■ **The task**: Work through the records that follow and return each line containing the word "hooks".

■ **Provided material**:
----------

PR #212, opened 2019-09-27
Introduce pre-commit to the dev process

brettcannon:
This PR lacks explicit documentation for this change as Tox still works. A separate issue for updating development docs will be opened if this PR is merged.


.pre-commit-config.yaml
```diff
@@ -0,0 +1,34 @@
+repos:
+- repo: https://github.com/pre-commit/pre-commit-hooks
+  rev: v2.3.0
+  hooks:
+  - id: check-yaml
```
pradyunsg: We should add the trailing whitespace, end of file fixer and toml checks IMO.

.pre-commit-config.yaml
```diff
@@ -0,0 +1,34 @@
...
+
+- repo: https://github.com/pre-commit/mirrors-mypy
+  rev: ''  # Use the sha / tag you want to point at
```
pradyunsg:
```suggestion
  rev: c0.720
```

.pre-commit-config.yaml
brettcannon: All fine by me! I was just trying to keep it to what was already here (plus we have no TOML (yet 😉 ).

PR #150, opened 2024-04-25
Fix linking under nix on Mac (again)

Nadrieril:
Turns out cargo doesn't setup dynamic links the same way under mac and linux so we have to override by hand on mac.


sonmarcho (approved):
Gosh, this is so annoying. Thanks for looking into this!

PR #155, opened 2024-04-29
CI: build Eurydice & Kyber

pnmadelaine:


Nadrieril:
Ah. I think the "check if duplicate job" job thinks this is a redundant job. Somehow it didn't notice that the ci yamls changed :sweat:

pnmadelaine:
> @Nadrieril any idea why all the jobs are skipped?

It seems the skip logic checks for the content of the repo and not just the commit sha, this can be problematic for jobs like these one that have effects. Can this be set up?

----------

■ **Exercise solution**:
+- repo: https://github.com/pre-commit/pre-commit-hooks
+  hooks:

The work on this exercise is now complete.